A modern experimental approach to nanophysics

Four mandatory courses establish a solid grounding in quantum physics and solid-state physics, complemented by extensive laboratory work and experimental projects. Students are trained to design and run experiments, manage state-of the-art instrumentation, and extract essential physical information from raw experimental data. Emphasis is placed on developing critical experimental judgment, enabling students to discern fundamental physical laws and phenomena while addressing real-world measurement challenges.

The curriculum introduces modern experimental techniques in optics, spectroscopy, microscopy nanofabrication, and low-temperature measurements. Through direct experience with advanced instrumentation, students acquire a deep un-derstanding of structure–property relationships in nanostructured materials, low-dimensional systems, and quantum devices, as well as the ability to devise and characterize novel experimental platforms.

Two complementary specialization tracks

The broad range of subjects and the flexible rules for elective choices support two main specialization tracks, while allowing students to tailor an interdisciplinary experimental profile.

The Nanoscience and Nanodevices track focuses on the experimental physics of nanostructures and functional materials. Students investigate the growth, fabrication, and structural, optical, and spectroscopic characterization of nanosystems such as quantum dots, nanowires, thin films, and two-dimensional materials. Particular attention is devoted to charge, spin, and energy transport phenomena at the nanoscale, with applications ranging from nanoelectronics and photonics to materials for energy and sensing technologies.

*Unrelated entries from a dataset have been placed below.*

PR #643, opened 2019-01-23
azure: added HBC and HCS family support

adriansuhov:
HBS and HCS VM families were considered as H family until now and that was causing various issues in lisav2 testing.


chvalean:
@juhlee-microsoft  for ack.
We'll create a new issue to rewrite the function handling the VM sizes, current implementation of loop conditions for each VM size is impossible to maintain and has to be streamlined.

PR #644, opened 2019-01-23
dpdk: enable netvsc driver and small improvements

ader1990:


Testscripts/Linux/dpdkSetup.sh
```diff
@@ -118,12 +118,18 @@ function install_dpdk () {
...
+	LogMsg "CONFIG_RTE_LIBRTE_VDEV_NETVSC_PMD flag enable on ${1}"
+	ssh "${1}" "sed -i 's/^CONFIG_RTE_LIBRTE_VDEV_NETVSC_PMD=n/CONFIG_RTE_LIBRTE_VDEV_NETVSC_PMD=y/g' $HOMEDIR/$dpdkSrcDir/config/common_base"
+	check_exit_status "${1} CONFIG_RTE_LIBRTE_VDEV_NETVSC_PMD=y"
+
 	ssh "${1}" "cd $HOMEDIR/$dpdkSrcDir && make config O=$DPDK_BUILD T=$DPDK_BUILD"
 	LogMsg "Starting DPDK build make on ${1}"
-	ssh "${1}" "cd $HOMEDIR/$dpdkSrcDir/$DPDK_BUILD && make -j8 && make install"
+	proc_nr=$(cat /proc/cpuinfo | grep vendor | wc -l)
+	ssh "${1}" "cd $HOMEDIR/$dpdkSrcDir/$DPDK_BUILD && make -j${proc_nr} && make install"
 	check_exit_status "dpdk build on ${1}"
```
chvalean: suggest to do a check_exit_status after make and another one after make install?
Then it can be clear to report if the compilation or the install failed.

ader1990: make install is just a shim call that copies some files to another folder, I don t think it is relevant to check each calls

Testscripts/Linux/dpdkSetup.sh
```diff
@@ -118,12 +118,18 @@ function install_dpdk () {
 	else
 		LogMsg "dpdk build with default DST IP ADDR on ${1}"
 	fi	
-	LogMsg "MLX_PMD flag enabling on ${1}"
-	ssh "${1}" "sed -i 's/^CONFIG_RTE_LIBRTE_MLX4_PMD=n/CONFIG_RTE_LIBRTE_MLX4_PMD=y/g' $HOMEDIR/$dpdkSrcDir/config/common_base"
-	check_exit_status "${1} CONFIG_RTE_LIBRTE_MLX4_PMD=y"
+	LogMsg "CONFIG_RTE_LIBRTE_MLX._PMD enable ${1}"
+	ssh "${1}" "sed -ri 's,(MLX._PMD=)n,\1y,' $HOMEDIR/$dpdkSrcDir/config/common_base"
```
ader1990: @justin-parus @juhlee-microsoft these config changes are okay with you?
before the change, only mlx4_pmd was enabled, but I have seen in the azure dpdk docs that mlx5 and netvsc are also required.
Do you have any insight on this?

Thank you.

justin-parus: I have started using dpdkSetupAndRunTest.sh in combination with dpdkUtils.sh as it provides a more complete set of tools to test dpdk. dpdkUtils.sh provides `Install_Dpdk()` which installs dpdk with support for both mlx 4,5 and follows the method from the official [doc](https://docs.microsoft.com/en-us/azure/virtual-network/setup-dpdk).
```
ssh ${install_ip} "cd ${LIS_HOME}/${DPDK_DIR} && make config T=x86_64-native-linuxapp-gcc"
ssh ${install_ip} "sed -ri 's,(MLX._PMD=)n,\1y,' ${LIS_HOME}/${DPDK_DIR}/build/.config"
```

The files dpdkSetupAndRunTest.sh + dpdkUtils.sh + DPDK_TESTCASE_DRIVER.ps1 acts as a "micro"-framework within the LISAv2 in that it provides some boilerplate code for dpdk tests. dpdk-testPMD.sh, dpdk-testFWD.sh, and dpdk-testFailsafe.sh all use this setup. 

dpdkSetup.sh and dpdkTestPmd.sh were great starting points and much of the code in the newer dpdk files was derived from them. I think it would be okay to deprecate these older files. Check with @juhlee-microsoft to be sure they aren't being used elsewhere or aren't piping data to a PowerBI graph. Last I heard this was already moved to use dpdk-TestPMD.sh instead

justin-parus: Further dpdkSetupAndRunTest.sh + dpdkUtils.sh + DPDK_TESTCASE_DRIVER.ps1 are in a functional state right now, but still could use much improvement and are open to suggestion. For example, what @chvalean mention above about checking the status of the build is something that has been needed for awhile now. As I have seen builds mysteriously fail (my guess is something with `make -j`) before and waste pipeline time.

ader1990: @justin-parus dpdkSetup.sh is still used by the test cases mentioned by @juhlee-microsoft 

To give more context, these are the changes required for building OVS/VPP/NFF-GO and ANS with DPDK support.
This is work in progress in order to make a dpdk setup which works for the new test cases planned for DPDK.

ader1990: @justin-parus My main concern is that these changes might affect the other test cases, though it should not be the case, which is why I wanted your insight on this matter.

juhlee-microsoft:
@ader1990 I know this is low priority now. Can you complete this PR or pull back? It's been 28 days.

ader1990:
> @ader1990 I know this is low priority now. Can you complete this PR or pull back? It's been 28 days.

closing this for the moment, will sync with Stephen H. and make sure this is not required.

PR #660, opened 2019-01-28
Storage tests: fix when disk is not partitioned

LiliDeng:
In pipeline the command output is 
image

Results from pipeline
image

It threw below exception
01/28/2019 07:46:23 : [INFO ] .\tools\plink.exe -t -pw ****** -P 22 lisa@52.191.132.54 "echo ****** | sudo -S /sbin/fdisk -l | grep /dev/sd"
01/28/2019 07:46:29 : [INFO ] /sbin/fdisk -l | grep /dev/sd executed successfully in 5.33 seconds.
01/28/2019 07:46:29 : [ERROR] Cannot convert value "a" to type "System.Int64". Error: "Input string was not in a correct format." at line: 39

After fix:
image


Testscripts/Windows/DiskHotAddRemove-Parallel.ps1
```diff
@@ -38,7 +38,7 @@ function Main {
         Write-LogInfo "Verifying if data disk is added to the VM: Running fdisk on remote VM"
         $fdiskOutput = Run-LinuxCmd -username $user -password $password -ip $AllVMData.PublicIP -port $AllVMData.SSHPort -command "/sbin/fdisk -l | grep /dev/sd" -runAsSudo
         foreach($line in ($fdiskOutput.Split([Environment]::NewLine))) {
-            if($line -imatch "Disk /dev/sd[^ab]" -and [int64]($line.Split()[4]) -eq (([int64]($diskSizeinGB) * [int64]1073741824))){
+            if($line -imatch "Disk /dev/sd[^ab]:" -and [int64]($line.Split()[4]) -eq (([int64]($diskSizeinGB) * [int64]1073741824))){
```
lizzha: why did it cause the test abort? 
It looks like the output of fdisk -l varies on different distros, if so, have you tested on different distros?

LiliDeng: Below output is from the VM when specify -CustomKernel 'proposed-azure'
Disk /dev/sdc doesn't contain a valid partition table
Disk /dev/sdb: 7516 MB, 7516192768 bytes
/dev/sdb1             128    14678015     7338944    7  HPFS/NTFS/exFAT
Disk /dev/sda: 32.2 GB, 32212254720 bytes
/dev/sda1   *        2048    62914559    31456256   83  Linux
Disk /dev/sdc: 32.2 GB, 32212254720 bytes

This line 'Disk /dev/sdc doesn't contain a valid partition table' is not expected, it caused case abort when convert a string into int. Add colon will exclude this line.

I will run it against other distro.

lizzha: I see, then it should be OK. But it's good to test on other distros.

LiliDeng: Thanks much for review, I will post results once done.

PR #661, opened 2019-01-29
Support NVMe disk perf test without formatting disk

xian123:


LiliDeng:
@xian123 Please run functional testing and regression testing, make sure not break current testing, and new testing runs well. Thanks!

chvalean:
let's close this and default to PR #663 instead

adriansuhov:
Hi! PR https://github.com/LIS/LISAv2/pull/663 has a few additional things that were discussed in the past days:
 - Dynamic test matrix - for each LSv2 vm size, the table will alter itself automatically. So not only the numJob param will be dynamically set (as is here), but also startQdepth and maxQdepth.
Full details are in PR description

PR #672, opened 2019-01-30
Add support for OL

vyadavmsft:

PR #673, opened 2019-01-31
Fix issue bring by https://github.com/LIS/LISAv2/pull/672

LiliDeng:
Test results will be posts after a few minutes.


LiliDeng:
@juhlee-microsoft Vivek is fixing shell check and PS check issues.

image

PR #683, opened 2019-01-31
hyperv: reuse failed test case vm

### LINKED ISSUE #599: hyperv: bring back snapshot feature
Before PR #568 , if a test case failed on HyperV, a snapshot was created with the failure and for the following test the VM was reverted to its original pre test state.

We need to bring back that feature.

ader1990:
The refactor removed snapshot usage on Hyper-V.

This patch brings back the snapshot feature usage in Hyper-V.

On HyperV platform, the VMs are reused for each test case that asks for the same VM setup type in order to decrease resource consumption.

General workflow (changes of this patch are in bold):

1. create vm
2. create checkpoint icabase for that vm
3. first test case is run on the vm
4. **if the first test case fails, create a checkpoint for the failed state.**
5. **apply icabase checkpoint**
6. second test case is run on the same vm, etc.

Fixes #599

### DIFF
--- a/TestControllers/TestController.psm1
+++ b/TestControllers/TestController.psm1
@@ -286,12 +286,12 @@ Class TestController
 					-GlobalConfig $this.GlobalConfig -AllVMData $VmData
 			}
 
+			# Run setup script if any
+			$this.TestProvider.RunSetup($VmData, $CurrentTestData, $testParameters, $ApplyCheckpoint)
+
 			if (!$this.IsWindows) {
 				GetAndCheck-KernelLogs -allDeployedVMs $VmData -status "Initial" | Out-Null
 			}
-
-			# Run setup script if any
-			$this.TestProvider.RunSetup($VmData, $CurrentTestData, $testParameters, $ApplyCheckpoint)
 
 			# Upload test files to VMs
 			if ($CurrentTestData.files) {
@@ -376,8 +376,9 @@ Class TestController
 					if ( $this.TestIterations -ne 1 ) {
 						$case.testName = "$($originalTestName)-$testIterationCount"
 					}
+					Write-LogInfo "$($case.testName) started running."
 					$executionCount += 1
-					if (!$vmData -or $this.DeployVMPerEachTest) {
+					if (!$vmData -or $this.DeployVMPerEachTest -or $this.ForceDeleteResources) {
 						# Deploy the VM for the setup
 						$vmData = $this.TestProvider.DeployVMs($this.GlobalConfig, $this.SetupTypeTable[$setupType], $this.SetupTypeToTestCases[$key][0], `
 							$this.TestLocation, $this.RGIdentifier, $this.UseExistingRG)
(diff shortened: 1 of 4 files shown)


TestControllers/TestController.psm1
```diff
@@ -397,8 +397,9 @@ Class TestController
 					if ($lastResult.TestResult -ne "PASS") {
 						if ($this.ForceDeleteResources) {
 							$this.TestProvider.DeleteTestVMS($vmData, $this.SetupTypeTable[$setupType], $this.UseExistingRG)
+						} else {
+							$this.TestProvider.CreateFailedCheckpoint($vmData, $case.testName, $lastResult.TestResult)
 						}
-						$vmData = $null
```
lizzha: removing this line will affect test on azure, the design is to keep the failed VM on azure, and deploy new VMs for subsequent test

TestControllers/TestController.psm1
```diff
@@ -397,8 +397,9 @@ Class TestController
 					if ($lastResult.TestResult -ne "PASS") {
 						if ($this.ForceDeleteResources) {
 							$this.TestProvider.DeleteTestVMS($vmData, $this.SetupTypeTable[$setupType], $this.UseExistingRG)
+						} else {
+							$this.TestProvider.CreateFailedCheckpoint($vmData, $case.testName, $lastResult.TestResult)
```
lizzha: if you check the method RunTestCaseCleanup of HyperVProvider, it already creates checkpoint for failed cases.
I suggest not to add another method CreateFailedCheckpoint to the TestProvider.
Instead, I think we can add a property to TestProvider: $KeepFailedVM, for AzureProvider, it's $true, for HyperVProvider, it's $false. And if it's $true, set the $vmData to $null, so that new VMs will by deployed

lizzha: The property can be added to TestController

ader1990: will be done, thanks for the review. currently, I need to test this change on all platforms and see what are all the implications.

ader1990: > RunTestCaseCleanup

@lizzha you said "if you check the method RunTestCaseCleanup of HyperVProvider, it already creates checkpoint for failed cases." -- which is not correct, the code for some reason does not do that. I will investigate further and have a fix for that.

TestControllers/TestController.psm1
ader1990: I added a new provider property for this: ReuseVmOnFailure

TestProviders/HyperVProvider.psm1
```diff
@@ -58,37 +60,32 @@ Class HyperVProvider : TestProvider
...
 					return $null
 				}
 
-				# Create the initial checkpoint
-				Create-HyperVCheckpoint -VMData $AllVMData -CheckpointName "ICAbase"
-				$allVMData = Check-IP -VMData $AllVMData
-			}
-			else
-			{
+				Inject-HostnamesInHyperVVMs -allVMData $allVMData
```
lizzha: should the VM be restarted after injecting hostname?

asofron:
VMs do not  remain stuck anymore and checkpoint is created .

PR #687, opened 2019-02-01
Add utility script to create service principal

lizzha:


Utilities/CreateServicePrincipal.ps1
```diff
@@ -0,0 +1,247 @@
...
+    Write-Prompt "2) Full privileges, includes Contributor"
+    Write-Prompt "Please choose by entering 1 or 2:"
+    $Privilege = Read-Host
+
+    Write-Host "Assign roles to Service Principal..."
+    if ($Privilege -eq 2) {
+        New-AzureRmRoleAssignment -RoleDefinitionName "Contributor" -ApplicationId $ClientId
+    }
+    else {
+        New-AzureRmRoleAssignment -RoleDefinitionName "Virtual Machine Contributor" -ApplicationId $ClientId
```
iamshital: Why not "Owner" for full privileges?

lizzha: isn't Contributor enough for LISAv2 test?

Utilities/CreateServicePrincipal.ps1
```diff
@@ -0,0 +1,246 @@
...
+        the string specified with the parameter FirstChar
+    .OUTPUTS
+        [String]
+    .NOTES
+        Written by Simon Wåhlin, blog.simonw.se
+        I take no responsibility for any issues caused by this script.
+    .FUNCTIONALITY
+        Generates random passwords
+    .LINK
+        http://blog.simonw.se/powershell-generating-random-password-for-active-directory/
```
juhlee-microsoft: Instead of it, can you post the one from TechNet? When you are in this web page and find a link called Technet Galley. Could be safe if we link Technet url than external blog url.

juhlee-microsoft:
We wait for @lizzha update prior to merging.

Utilities/CreateServicePrincipal.ps1
lizzha: it was in the original code, I think I can remove this link since the TechNet link is on the top

lizzha:
@juhlee-microsoft  I've addressed the comments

The Quantum Technologies track addresses the rapidly evolving field of quantum devices and information- related tech-nologies. Students learn to control, manipulate, and detect quantum states in solid-state, photonic, and hybrid platforms. Courses cover experimental aspects of spin, charge, and superconducting qubits, quantum optics, quantum sensing, and measurement protocols. Data analysis and experiment-driven approaches to quantum control are integrated, providing a strong background for research and technology transfer in quantum science.

Opportunities and perspectives

The final thesis project is carried out in state-of-the-art experimental research laboratories, often in collaboration with national and international facilities such as large-scale synchrotron radiation research infrastructures.

Graduates are well prepared to pursue international doctoral programs in physics, nanoscience, and quantum engineering, as well as to enter the job market in research-driven and high-technology industrial sectors. Their strong experimental background, combined with expertise in advanced instrumentation and data analysis, enables them to operate effectively at the interface between fundamental research and technological innovation.